■ **EXERCISE REQUIREMENTS**:
All of the records below are to be copied exactly.

■ **ENTRIES SHOWN**:

PR #8754, opened 2025-07-30
e2e: fix plots flake of tooltip blocking context menu click

midleman:
### Summary
I noticed that plots test was flaking when trying to click on context menu because tooltip was in the way. Adjusting `triggerAndClick()` to move mouse out of way after key interactions.

### QA Notes
n/a

@:plots

### DIFF
--- a/test/e2e/pages/dialog-contextMenu.ts
+++ b/test/e2e/pages/dialog-contextMenu.ts
@@ -37,9 +37,8 @@ export class ContextMenu {
 				await menuTrigger.click();
 				await this.page.mouse.move(0, 0);
 				await this.getContextMenuItem(menuItemLabel).hover();
-				await this.page.waitForTimeout(500);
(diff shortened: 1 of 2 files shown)


jonvanausdeln (dismissed):
LGTM! 🤞

midleman:
PSA: I have noticed a different flake in this test with the image comparison threshold failing. I didn't touch that because I'm unsure what the correct values for those should be. This should resolve the tooltip at least though!

rodrigosf672:
> PSA: I have noticed a different flake in this test with the image comparison threshold failing. I didn't touch that because I'm unsure what the correct values for those should be. This should resolve the tooltip at least though!

I'll check what the values are for the flaky tests and then, if needed, will change the numbers. Thanks, @midleman !

rodrigosf672 (dismissed):
LGTM!

Issue #8760, opened 2025-07-30
data explorer: date comparison for Python objects gives unexpected results


isabelizimm:
#### Positron and OS details:

```
Positron Version: 2025.08.0 build 108
Code - OSS Version: 1.102.0
Commit: 2ae1981311adc4d035e117cf2d1cdf164b5b8ae8
Date: 2025-07-30T03:42:26.399Z
Electron: 35.6.0
Chromium: 134.0.6998.205
Node.js: 22.15.1
V8: 13.4.114.21-electron.0
OS: Darwin arm64 24.5.0
```

## Describe the issue:

When filtering for ` > 2000-01-03`, Jan 3 still shows up.

<img width="784" height="386" alt="Image" src="https://github.com/user-attachments/assets/389827b2-0635-42d2-a26d-5ab1ce8bb36d" />

This is actually coming from a discrepancy between what time `datetime` (used for the filter) and `pandas` (used for the data) think `2000-01-03` started at.

eg, run this line by line in the Console

```python
import pandas as pd
import datetime
import pytz

tz = pytz.timezone("US/Eastern")

datetime.datetime(2000, 1, 3, tzinfo=tz)
# output is: datetime.datetime(2000, 1, 3, 0, 0, tzinfo=<DstTzInfo 'US/Eastern' LMT-1 day, 19:04:00 STD>)
pd.Timestamp('2000-01-03', tz=tz).to_pydatetime()
# output is: datetime.datetime(2000, 1, 3, 0, 0, tzinfo=<DstTzInfo 'US/Eastern' EST-1 day, 19:00:00 STD>)
```

So, `pandas`'s Jan 3, 2000 EST comes 4 mins before `datetime`'s Jan 3, 2000 LMT 🤯  We need to localize our [`datetime` coercion for filters](https://github.com/posit-dev/positron/blob/17ef3bb91e5a9f6bbf26366f195f007476fdff5a/extensions/positron-python/python_files/posit/positron/data_explorer.py#L2104) to make sure we're standardizing time zone aware times.

## Steps to reproduce the issue:

1. create pandas dataframe

```python
import pandas as pd
test_df = pd.DataFrame(
        {
            "date": pd.date_range("2000-01-01", periods=5, tz="US/Eastern"),
        }
    )
%view test_df
```

2. add filters in data explorer

## Were there any error messages in the UI, Output panel, or Developer Tools console?

nope

jonvanausdeln:
### Verified Fixed
[...]

PR #8763, opened 2025-07-30
data explorer: use localized pytz timezones for iso8601-like values

isabelizimm:
Localizing the timezones as directed by `pytz`:

> if you want to create local wallclock times you need to use the localize() method 

This does mean we will not correctly filter for LMT timezones and optimize for wallclock times instead, so there is updated behavior in the tests. This seems like the right move, though. Added a test for `pd.Timestamp` as well to make sure we have the desired behavior for that type as well.

#### New Features

- N/A

#### Bug Fixes

- #8760 Correctly filter YYYY-MM-DD values for pandas data frames.

### QA Notes

1. create pandas dataframe

```python
import pandas as pd
test_df = pd.DataFrame(
        {
            "date": pd.date_range("2000-01-01", periods=5, tz="US/Eastern"),
        }
    )
%view test_df
```

2. add filters for "greater than" -> 2000-01-03
3. see that only 2000-01-04 and 2000-01-05 are shown

### DIFF
--- a/extensions/positron-python/python_files/posit/positron/data_explorer.py
+++ b/extensions/positron-python/python_files/posit/positron/data_explorer.py
@@ -2101,7 +2101,7 @@ def _parse_iso8601_like(x, tz=None):
             if tz is not None:
                 if isinstance(tz, str):
                     tz = pytz.timezone(tz)
-                result = result.replace(tzinfo=tz)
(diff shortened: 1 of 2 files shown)


wesm (approved):
+1, thanks for catching and fixing this!

PR #8768, opened 2025-07-31
e2e: fix plots test tooltip issue

midleman:
### Summary
This PR hopefully fixes the instability of the plots zoom test. 💀  
Screenshot 2025-07-31 at 12 56 35 PM

After much trial and error was able to avoid the tooltip interfering with the menu item selection in the context menu code. This also unlocked the test for `web` too. :tada:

■ **EXERCISE ANSWER**:
PR #8754, opened 2025-07-30
e2e: fix plots flake of tooltip blocking context menu click

midleman:
### Summary
I noticed that plots test was flaking when trying to click on context menu because tooltip was in the way. Adjusting `triggerAndClick()` to move mouse out of way after key interactions.

### QA Notes
n/a

@:plots

### DIFF
--- a/test/e2e/pages/dialog-contextMenu.ts
+++ b/test/e2e/pages/dialog-contextMenu.ts
@@ -37,9 +37,8 @@ export class ContextMenu {
 				await menuTrigger.click();
 				await this.page.mouse.move(0, 0);
 				await this.getContextMenuItem(menuItemLabel).hover();
-				await this.page.waitForTimeout(500);
(diff shortened: 1 of 2 files shown)


jonvanausdeln (dismissed):
LGTM! 🤞

midleman:
PSA: I have noticed a different flake in this test with the image comparison threshold failing. I didn't touch that because I'm unsure what the correct values for those should be. This should resolve the tooltip at least though!

rodrigosf672:
> PSA: I have noticed a different flake in this test with the image comparison threshold failing. I didn't touch that because I'm unsure what the correct values for those should be. This should resolve the tooltip at least though!

I'll check what the values are for the flaky tests and then, if needed, will change the numbers. Thanks, @midleman !

rodrigosf672 (dismissed):
LGTM!

Issue #8760, opened 2025-07-30
data explorer: date comparison for Python objects gives unexpected results


isabelizimm:
#### Positron and OS details:

```
Positron Version: 2025.08.0 build 108
Code - OSS Version: 1.102.0
Commit: 2ae1981311adc4d035e117cf2d1cdf164b5b8ae8
Date: 2025-07-30T03:42:26.399Z
Electron: 35.6.0
Chromium: 134.0.6998.205
Node.js: 22.15.1
V8: 13.4.114.21-electron.0
OS: Darwin arm64 24.5.0
```

## Describe the issue:

When filtering for ` > 2000-01-03`, Jan 3 still shows up.

<img width="784" height="386" alt="Image" src="https://github.com/user-attachments/assets/389827b2-0635-42d2-a26d-5ab1ce8bb36d" />

This is actually coming from a discrepancy between what time `datetime` (used for the filter) and `pandas` (used for the data) think `2000-01-03` started at.

eg, run this line by line in the Console

```python
import pandas as pd
import datetime
import pytz

tz = pytz.timezone("US/Eastern")

datetime.datetime(2000, 1, 3, tzinfo=tz)
# output is: datetime.datetime(2000, 1, 3, 0, 0, tzinfo=<DstTzInfo 'US/Eastern' LMT-1 day, 19:04:00 STD>)
pd.Timestamp('2000-01-03', tz=tz).to_pydatetime()
# output is: datetime.datetime(2000, 1, 3, 0, 0, tzinfo=<DstTzInfo 'US/Eastern' EST-1 day, 19:00:00 STD>)
```

So, `pandas`'s Jan 3, 2000 EST comes 4 mins before `datetime`'s Jan 3, 2000 LMT 🤯  We need to localize our [`datetime` coercion for filters](https://github.com/posit-dev/positron/blob/17ef3bb91e5a9f6bbf26366f195f007476fdff5a/extensions/positron-python/python_files/posit/positron/data_explorer.py#L2104) to make sure we're standardizing time zone aware times.

## Steps to reproduce the issue:

1. create pandas dataframe

```python
import pandas as pd
test_df = pd.DataFrame(
        {
            "date": pd.date_range("2000-01-01", periods=5, tz="US/Eastern"),
        }
    )
%view test_df
```

2. add filters in data explorer

## Were there any error messages in the UI, Output panel, or Developer Tools console?

nope

jonvanausdeln:
### Verified Fixed
[...]

PR #8763, opened 2025-07-30
data explorer: use localized pytz timezones for iso8601-like values

isabelizimm:
Localizing the timezones as directed by `pytz`:

> if you want to create local wallclock times you need to use the localize() method 

This does mean we will not correctly filter for LMT timezones and optimize for wallclock times instead, so there is updated behavior in the tests. This seems like the right move, though. Added a test for `pd.Timestamp` as well to make sure we have the desired behavior for that type as well.

#### New Features

- N/A

#### Bug Fixes

- #8760 Correctly filter YYYY-MM-DD values for pandas data frames.

### QA Notes

1. create pandas dataframe

```python
import pandas as pd
test_df = pd.DataFrame(
        {
            "date": pd.date_range("2000-01-01", periods=5, tz="US/Eastern"),
        }
    )
%view test_df
```

2. add filters for "greater than" -> 2000-01-03
3. see that only 2000-01-04 and 2000-01-05 are shown

### DIFF
--- a/extensions/positron-python/python_files/posit/positron/data_explorer.py
+++ b/extensions/positron-python/python_files/posit/positron/data_explorer.py
@@ -2101,7 +2101,7 @@ def _parse_iso8601_like(x, tz=None):
             if tz is not None:
                 if isinstance(tz, str):
                     tz = pytz.timezone(tz)
-                result = result.replace(tzinfo=tz)
(diff shortened: 1 of 2 files shown)


wesm (approved):
+1, thanks for catching and fixing this!

PR #8768, opened 2025-07-31
e2e: fix plots test tooltip issue

midleman:
### Summary
This PR hopefully fixes the instability of the plots zoom test. 💀  
Screenshot 2025-07-31 at 12 56 35 PM

After much trial and error was able to avoid the tooltip interfering with the menu item selection in the context menu code. This also unlocked the test for `web` too. :tada:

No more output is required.